The bad news, clearly, is that NYIT issues tuition bills nearly 5 months before classes start, and NYIT sure makes it seem like those bills are due and payable upon receipt.

For comparison, at my big fat old USMD school, as recently as 2 years ago, we got tuition bills twice a year, around the start of classes, never looked at them, and waited for federal loan disbursements to happen when they happen. Loan disbursements at best came during the first week of school, sometimes more like the 4th week of school.

I imagine NYIT can get away with collections 5 months ahead of classes for students who are not eligible for US federal aid. You have no power to make the US Dept of Ed release loan money to NYIT on NYIT's terms.

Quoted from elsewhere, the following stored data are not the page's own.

PR #2597, opened 2022-05-23
Replica doc fix

qbzzt:
**Description**

Clearer instructions and somewhat easier configuration

### DIFF
--- a/infra/op-replica/docker-compose/README.md
+++ b/infra/op-replica/docker-compose/README.md
@@ -18,7 +18,9 @@ The `data-transport-layer` should run with 1 CPU and 256Mb of memory.
 
 The `l2geth` process should run with 1 or 2 CPUs and between 4 and 8Gb of memory.
 
-With this configuration a synchronization from block 0 to current height is expect to take about 8 hours.
+With this configuration a synchronization from block 0 to current height is expect to take about 8 hours (mid 2022, obviously it will take longer as time passes).
+
+For disk we recomment at least 1 TB, solid state.
 
 ## Software Packages
 
--- a/infra/op-replica/docker-compose/README.md
+++ b/infra/op-replica/docker-compose/README.md
@@ -1,16 +1,14 @@
 # Running a Network Node
 
-This project lets you set up a local replica of the Optimistic Ethereum chain (either the main one or the Kovan testnet). [New
-transactions are submitted either to the sequencer outside of Ethereum or to the Canonical Transaction Chain on
-L1](https://research.paradigm.xyz/optimism#data-availability-batches). To submit transactions via a replica, set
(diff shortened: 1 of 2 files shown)


infra/op-replica/docker-compose/README.md
```diff
@@ -20,74 +18,86 @@ The `data-transport-layer` should run with 1 CPU and 256Mb of memory.
...
-| GCMODE                   | Whether to run l2geth as an `archive` or `full` node     | archive
-| L2GETH_IMAGE_TAG         | L2geth version                                           | 0.5.8 (see below)
-| DTL_IMAGE_TAG            | Data transport layer version                             | latest (see below)
-| HC_IMAGE_TAG             | Health check version                                     | latest (see below)
+| SHARED_ENV_PATH          | Path to a directory containing env files                 | [a directory under .../op-replica](https://github.com/ethereum-optimism/optimism/tree/develop/infra/op-replica/envs)
+| GCMODE                   | [Whether to run l2geth as an `archive` or `full` node](https://www.quicknode.com/guides/infrastructure/ethereum-full-node-vs-archive-node)     | archive
+| L2GETH_IMAGE_TAG         | L2geth version                                           | [Go here](https://hub.docker.com/r/ethereumoptimism/l2geth/tags) and find the latest version. At writing this is 0.5.19 (1).
```
optimisticben, line 70: I really don't like the idea of setting a manual tag version in the README. It updates too often and this change is missed.

We should have a way to publish the current versions supported and let user's choose from the list.

This README should point to that list.

infra/op-replica/docker-compose/README.md
```diff
@@ -20,74 +18,86 @@ The `data-transport-layer` should run with 1 CPU and 256Mb of memory.
...
+| DTL_IMAGE_TAG            | Data transport layer version                             | [Go here](https://hub.docker.com/r/ethereumoptimism/data-transport-layer/tags) and find the latest version. At writing this is 0.5.30 (1).
```
optimisticben, line 71: Same with these tags

infra/op-replica/docker-compose/replica.yml
```diff
@@ -15,7 +15,7 @@ services:
       - ${SHARED_ENV_PATH}/data-transport-layer.env
       - .env
     volumes:
-      - dtl:/db
+      - /var/replica/dtl:/db
```
optimisticben, line 18: I'm fine adding README on how to preserve the data from the replica.
But, this change will clobber whatever the user has on their locale system at the `/var/replica` path.

If you feel strongly that we should default to host paths instead of docker volumes, the paths should be set in the `.env` file for the user to review before it makes changes to their system.

optimisticben (changes requested):

PR #2598, opened 2022-05-23
feat(contracts): add `isOutputFinalized` function

tynes:
**Description**

An `external` function that can be used for apps to
check to see if a particular output is finalized.


contracts-bedrock/contracts/L1/OptimismPortal.sol
```diff
@@ -148,6 +148,19 @@ contract OptimismPortal {
         emit TransactionDeposited(from, _to, msg.value, _value, _gasLimit, _isCreation, _data);
     }
 
+    /**
+     * @notice Determine if an L2 Output is finalized
+     * @param _l2Timestamp The timestamp of the L2 block
+     */
+
+    function isOutputFinalized(uint256 _l2Timestamp) external view returns (bool) {
```
smartcontracts, line 156: I think the OutputOracle would be a better location for this function. The OutputOracle should have the finalization window baked in because outputs cannot be deleted beyond the finalization window.

smartcontracts: Might require some other minor refactoring

tynes: I agree that it makes more sense for the `OutputOracle` to have this function, but it doesn't have access to the finalization window. I initially wanted to add it there. I do think having this `view` function will be nice for frontends or off chain applications that want to know if an output has been finalized

smartcontracts: Hm. Actually this is a good question. Where the heck should this value live.

tynes: When we refactor things to work off blocknumbers instead of timestamps, it could be a good time to introduce this change. I think it makes sense for the portal to hold the finalization window as its required for withdrawals and we don't want to have to call the output oracle to get it. The only other solution that i can think of is combining the output oracle and the portal but then thats a beefy contract and we will have to deal with its storage

smartcontracts: Word. I'll accept it for now.

smartcontracts: Let's use this function internally in `finalizeWithdrawalTransaction`

tynes: If we use it internally, then we cannot return a bool, we would need to return `(bool, OutputProposal)` because the root is required downstream of the "is finalized" check, otherwise we add extra sloads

I'm not going to go dig into the Dept of Ed regulations on federal lending, but I'd be astonished if federal loan money can be released to schools more than, say, 14 days before the start of classes. Fraud prevention and whatnot.

Two suggestions:

1. Find where the other NYIT incoming students and current OMS1's are talking about this. Such as in the pre-DO and DO subforums. Compare apples to apples - if you're borrowing federal, find the other people who are borrowing federal. If you're not, find somebody with the same situation (visa status, private lender, etc). Note that the typical premed has never made a major financial decision in their entire life, and the typical OMS1 is blindly trusting the system, so if possible find somebody older, like a career changing lawyer or banker or similar to explain things. IOW be careful whom you believe.

2. Call the financial aid office and innocently ask how it works. Do not (DO NOT) divulge that you're on waitlists. That is none of their business.

Best of luck to you.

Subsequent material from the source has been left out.